State v. Richie, 88 Hawai`i 19, 33, 960 P.2d 1227, 1241 (1998) (brackets, internal quotation marks, and citation omitted). "Furthermore, it is well-settled that an appellate court will not pass upon issues dependent upon the credibility of the witnesses and the weight of the evidence." Tachibana v. State, 79 Hawai`i 226, 239, 900 P.2d 1293, 1306 (1995) (citation omitted).

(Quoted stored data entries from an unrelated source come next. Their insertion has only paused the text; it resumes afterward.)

PR #1561, opened 2025-12-17
TYP: enhance `ExcelWriter` with generic type support and overloads

9en9i:
- Closes https://github.com/pandas-dev/pandas-stubs/discussions/1559
- Tests for ExcelWriter fixed

### DIFF
--- a/pandas-stubs/io/excel/_base.pyi
+++ b/pandas-stubs/io/excel/_base.pyi
@@ -223,53 +223,53 @@ _WorkbookT = TypeVar("_WorkbookT", default=ExcelWriteWorkbook, bound=ExcelWriteW
 
 class ExcelWriter(Generic[_WorkbookT]):
     @overload
-    def __init__(
-        self,
-        path: FilePath | BinaryIO,
-        engine: Literal["auto"] | None = ...,
-        date_format: str | None = ...,
-        datetime_format: str | None = ...,
-        mode: Literal["w", "a"] = ...,
-        storage_options: StorageOptions = ...,
-        if_sheet_exists: ExcelWriterIfSheetExists | None = ...,
-        engine_kwargs: dict[str, Any] | None = ...,
-    ) -> None: ...
-    @overload
-    def __init__(
-        self: ExcelWriter[Workbook],
+    def __new__(
+        cls,
         path: FilePath | BinaryIO,
         engine: Literal["openpyxl"],
-        date_format: str | None = ...,
-        datetime_format: str | None = ...,
-        mode: Literal["w", "a"] = ...,
-        storage_options: StorageOptions = ...,
-        if_sheet_exists: ExcelWriterIfSheetExists | None = ...,
-        engine_kwargs: dict[str, Any] | None = ...,
-    ) -> None: ...
+        date_format: str | None = None,
+        datetime_format: str | None = None,
+        mode: Literal["w", "a"] = "w",
+        storage_options: StorageOptions = None,
+        if_sheet_exists: ExcelWriterIfSheetExists | None = None,
+        engine_kwargs: Mapping[str, Any] | None = None,
+    ) -> ExcelWriter[Workbook]: ...
     @overload
-    def __init__(
-        self: ExcelWriter[OpenDocument],
+    def __new__(
+        cls,
         path: FilePath | BinaryIO,
         engine: Literal["odf"],
-        date_format: str | None = ...,
-        datetime_format: str | None = ...,
-        mode: Literal["w", "a"] = ...,
-        storage_options: StorageOptions = ...,
-        if_sheet_exists: ExcelWriterIfSheetExists | None = ...,
-        engine_kwargs: dict[str, Any] | None = ...,
-    ) -> None: ...
+        date_format: str | None = None,
+        datetime_format: str | None = None,
+        mode: Literal["w", "a"] = "w",
+        storage_options: StorageOptions = None,
+        if_sheet_exists: ExcelWriterIfSheetExists | None = None,
+        engine_kwargs: Mapping[str, Any] | None = None,
+    ) -> ExcelWriter[OpenDocument]: ...
     @overload
-    def __init__(
-        self: ExcelWriter[XlsxWorkbook],
+    def __new__(
+        cls,
         path: FilePath | BinaryIO,
         engine: Literal["xlsxwriter"],
-        date_format: str | None = ...,
-        datetime_format: str | None = ...,
-        mode: Literal["w", "a"] = ...,
-        storage_options: StorageOptions = ...,
-        if_sheet_exists: ExcelWriterIfSheetExists | None = ...,
-        engine_kwargs: dict[str, Any] | None = ...,
-    ) -> None: ...
+        date_format: str | None = None,
+        datetime_format: str | None = None,
+        mode: Literal["w", "a"] = "w",
+        storage_options: StorageOptions = None,
+        if_sheet_exists: ExcelWriterIfSheetExists | None = None,
+        engine_kwargs: Mapping[str, Any] | None = None,
+    ) -> ExcelWriter[XlsxWorkbook]: ...
+    @overload
+    def __new__(
+        cls,
+        path: FilePath | BinaryIO,
+        engine: Literal["auto"] | None = None,
+        date_format: str | None = None,
+        datetime_format: str | None = None,
+        mode: Literal["w", "a"] = "w",
+        storage_options: StorageOptions = None,
+        if_sheet_exists: ExcelWriterIfSheetExists | None = None,
+        engine_kwargs: Mapping[str, Any] | None = None,
+    ) -> ExcelWriter[ExcelWriteWorkbook]: ...
     @property
     def supported_extensions(self) -> tuple[str, ...]: ...
     @property


pandas-stubs/io/excel/_base.pyi
```diff
@@ -209,11 +217,52 @@ def read_excel(
...
-class ExcelWriter:
+ExcelWriteWorkbook: TypeAlias = Workbook | OpenDocument | XlsxWorkbook
+
+_WorkbookT = TypeVar("_WorkbookT", default=ExcelWriteWorkbook, bound=ExcelWriteWorkbook)
+
+class ExcelWriter(Generic[_WorkbookT]):
+    @overload
     def __init__(
-        self,
+        self: ExcelWriter,
```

Applying the substantial evidence standard and considering the evidence in the strongest light for the prosecution, there was substantial evidence of intent to defraud. As the prosecution argues, there was substantial evidence (1) "in Minor's surreptitious behavior in looking over his should[er] . . . , as if to see if he was being observed," (2) "in hiding down side aisles," (3) "in taking physical possession of a shopping cart containing unpaid-for merchandise," and (4) in "walking by . . . cash register[s] and leaving [the] store" without paying. Although the defense states that finding of fact no. 5, to the effect that "Minor took a Sears shopping cart and his father placed three (3) boxed DVD players from a display into the shopping cart" was clearly erroneous because "[n]othing in the record establishes that Minor was the one who initially took the shopping cart," as the prosecution responds, "FOF No. 5 does not conclude that Minor initially took the cart." (Emphasis in original.) Therefore,

In accordance with Hawai`i Rules of Appellate Procedure Rule 35, and after carefully reviewing the record and the briefs submitted by the parties, and duly considering and analyzing the law relevant to the arguments and issues raised by the parties,

IT IS HEREBY ORDERED that the family court's March 15, 2004 Decree Re: Law Violation Petitions, and its April 14, 2004 Order Denying Motion for Reconsideration of Adjudication Filed April 5, 2004, are affirmed.

DATED: Honolulu, Hawai`i, April 21, 2005.


On the briefs:

Joyce K. Matsumori-Hoshijo,
Deputy Public Defender, for
Minor-Appellant.

Anne K. Clarkin, Deputy
Prosecuting Attorney, City &
County of Honolulu, for
State of Hawai`i-Appellee.




1.      For purposes of preserving confidentiality, Minor-Appellant John Doe is referred to as "Minor."